Animals. Male Sprague-Dawley rats, aged 7 to 8 weeks, were purchased from Charles River Japan, Inc. (Yokohama, Japan) and homozygous Brattleboro rats (weighing 180-300 g) were bred in our animal house (Otsuka Pharmaceutical Co., Ltd, Tokyo, Japan). Rats were housed in a temperature-, humidity-, and light-controlled room and given free access to food (MF; Oriental Yeast, Osaka, Japan) and water. The care and handling of these animals were in accordance with The Guidelines for Animal Experimentation in Otsuka Pharmaceutical Co., Ltd., October 1, 1994.
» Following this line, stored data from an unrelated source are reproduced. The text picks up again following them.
PR #444, opened 2023-01-20
refactor ContentRelationDiscoveryService (WP-786)

vsolovei-smartling:
there was no usage of field names, yet they were messing with the later discovered ids of post-based content

### DIFF
--- a/inc/Smartling/Services/ContentRelationsDiscoveryService.php
+++ b/inc/Smartling/Services/ContentRelationsDiscoveryService.php
@@ -545,7 +545,7 @@ class ContentRelationsDiscoveryService
                 if ($processor instanceof MetaFieldProcessorAbstract && 0 !== (int)$fValue) {
                     $shortProcessorName = ArrayHelper::last(explode('\\', get_class($processor)));
 
-                    $detectedReferences[$shortProcessorName][] = (int)$fValue; // TODO uncomment fix, remove following line
+                    $detectedReferences[$shortProcessorName][] = (int)$fValue;
                 } else {
                     $detectedReferences['attachment'] = array_merge($detectedReferences['attachment'],
                         $this->absoluteLinkedAttachmentCoreHelper->getImagesIdsFromString($fValue, $curBlogId));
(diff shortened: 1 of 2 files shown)


PavelLoparev (approved):

inc/Smartling/Services/ContentRelationsDiscoveryService.php
```diff
@@ -544,24 +545,19 @@ public function getRelations(string $contentType, int $id, array $targetBlogIds)
                 if ($processor instanceof MetaFieldProcessorAbstract && 0 !== (int)$fValue) {
                     $shortProcessorName = ArrayHelper::last(explode('\\', get_class($processor)));
 
-                    $detectedReferences[$shortProcessorName][$fValue][] = $fName;
+                    $detectedReferences[$shortProcessorName][] = (int)$fValue; // TODO uncomment fix, remove following line
```
PavelLoparev, line 548: 1. Didn't get this TODO comment. There is nothing to uncomment.
2. I didn't get how it worked before then

dimitrystd (approved):
Also didn't get these changes. 🤞 that it will work. The `getRelations` is too long and complex

inc/Smartling/Services/ContentRelationsDiscoveryService.php
vsolovei-smartling: Comment removed, thanks
Consider the now-deleted [testNormalizeReferences](https://github.com/Smartling/wordpress-localization-plugin/pull/444/files?diff=split&w=0#diff-e6ee028c484376b4e345d0921c38841681d3ad8c83d9faffe7b94bf8bc78ade1L659). Previously, when a MetaFieldProcessorAbstract descendant added an entry, it looked like
```
$detectedReferences['someProcessor'][someIntegerId] = 'someStringFieldName';
```
then, while detecting the post content references, the later processor would try to do
```
$detectedReferences[] = someIntegerId
```
because that was what is expected after normalisation -- an $detectedReferences should be an int[].
The normalisation [used to work with the keys of the array, however](https://github.com/Smartling/wordpress-localization-plugin/blob/12f0612fc01483e022454ed124fc53ad420cc8b5/inc/Smartling/Services/ContentRelationDiscoveryService.php#L546), until I've changed the function to work around the issue of adding items to an array that already has an integer key.

PavelLoparev (approved):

Preparation of Crude Plasma Membranes. Liver and kidney plasma membranes were prepared from 90 male Sprague-Dawley rats weighing 280 to 380 g, as previously described (Yamamura et al., 1992). A sample of each preparation was dissolved in 0.1 N NaOH, and the protein quantitated by the dye method (Bradford, 1976) using BSA as a standard.

Radioligand Binding Assays. The saturation and competition binding experiments were also performed as described previously (Yamamura et al., 1992). For saturation binding studies, each membrane preparation was incubated with [³H]AVP at concentrations of 0.25 to 8 nM. For competition studies, increasing concentrations of OPC-51803, AVP, and DDAVP were incubated with approximately 1 or 2 nM [³H]AVP and liver or kidney membranes, respectively. Incubation was carried out for 10 min at 37°C (liver membrane) and 2 h at 4°C (kidney membrane).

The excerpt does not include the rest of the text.